Horseshoe Crabs Break Free from Biomedical Testing

On Jul. 29, 2025, The Scientist reported that for 40 years, researchers relied on horseshoe crab blood to catch endotoxins in drugs. Now, synthetic alternatives and updated regulations can end the practice. Every year in May when high tide coincides with the full moon, horseshoe crabs convene on the beaches of the mid-Atlantic coast to lay millions of eggs. At the same time, migratory shorebirds on their journey north make a pit stop to feed on these eggs. This seemingly precisely timed series of events has been happening for over ten thousand years, but for the last few decades, it has been interrupted by the pharmaceutical industry seeking horseshoe crab blood. The industry uses this blood to test the safety of the drug supply before they can distribute the therapies to people. Drug companies harvest more than one million horseshoe crabs each year for this purpose.
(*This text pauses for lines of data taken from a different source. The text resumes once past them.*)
PR #236, opened 2024-05-30
NONE: Resolve an issue with unit test execution being dependent on previous tests

akostevich-atlassian:
### Changes

- **test:** Updates Jest configuration for stricter test isolation: automatically restore mock state before every test. See Jest [restoreMocks](https://archive.jestjs.io/docs/en/next/configuration#restoremocks-boolean) configuration property for more information.
- **test:** Fixes tests having an implicit dependency on other tests (which started to fail with the new stricter configuration).
- **test:** Updates tests not to use deprecated Jest API.
- **refactor:** Removes unnecessary `getLogger` mocking for unit tests.


jest.config.ts
```diff
@@ -8,7 +8,8 @@ const config: Config = {
 	roots: ['<rootDir>/src'],
 	testRegex: '(\\.|/)(test|spec)\\.tsx?$',
 	setupFiles: ['dotenv-expand/config'],
-	clearMocks: true,
+	restoreMocks: true,
```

To protect this fragile ecosystem and to manage risk in the drug supply chain, scientists have created synthetic alternatives to horseshoe crab blood to test drug safety over the last four decades. Adoption of these methods has been slow, yet scientists and conservationists are hopeful that recent changes to testing guidelines will make the industry less reliant on these ancient creatures.

Drug manufacturers need to test every injectable drug or medical device—including vaccines, cell and gene therapies, and dialysis products—for endotoxins. Endotoxins are a natural component of the cell wall of Gram-negative bacteria that provide the bacteria with a structural and protective function. When drug companies use these bacteria to produce recombinant protein and nucleic acid drugs, the bacteria can release endotoxins as a normal part of their growth and death. The main endotoxin of concern for the drug industry are lipopolysaccharides (LPS), and most endotoxin testing is designed to detect LPS.

“Endotoxin, when it enters into our bloodstream, will switch on a lot of immune responses,” said Jeak Ling Ding, a molecular innate immunologist and emeritus professor at the National University of Singapore. Endotoxins can trigger inflammation, septic shock, and if not controlled, death.

In 1956, medical researchers Frederick Bang and Jack Levin found that horseshoe crab blood would clot if it came into contact with endotoxins. This clotting mechanism protects the crab by trapping invading microbes and their toxins, preventing their spread through the crab’s circulatory system. Two decades after this discovery, the Food and Drug Administration (FDA) approved limulus amebocyte lysate (LAL)—the aqueous extract of blood from horseshoe crabs containing clotting proteins—for endotoxin testing. This replaced the use of rabbits, which had been used for endotoxin testing since the 1940s.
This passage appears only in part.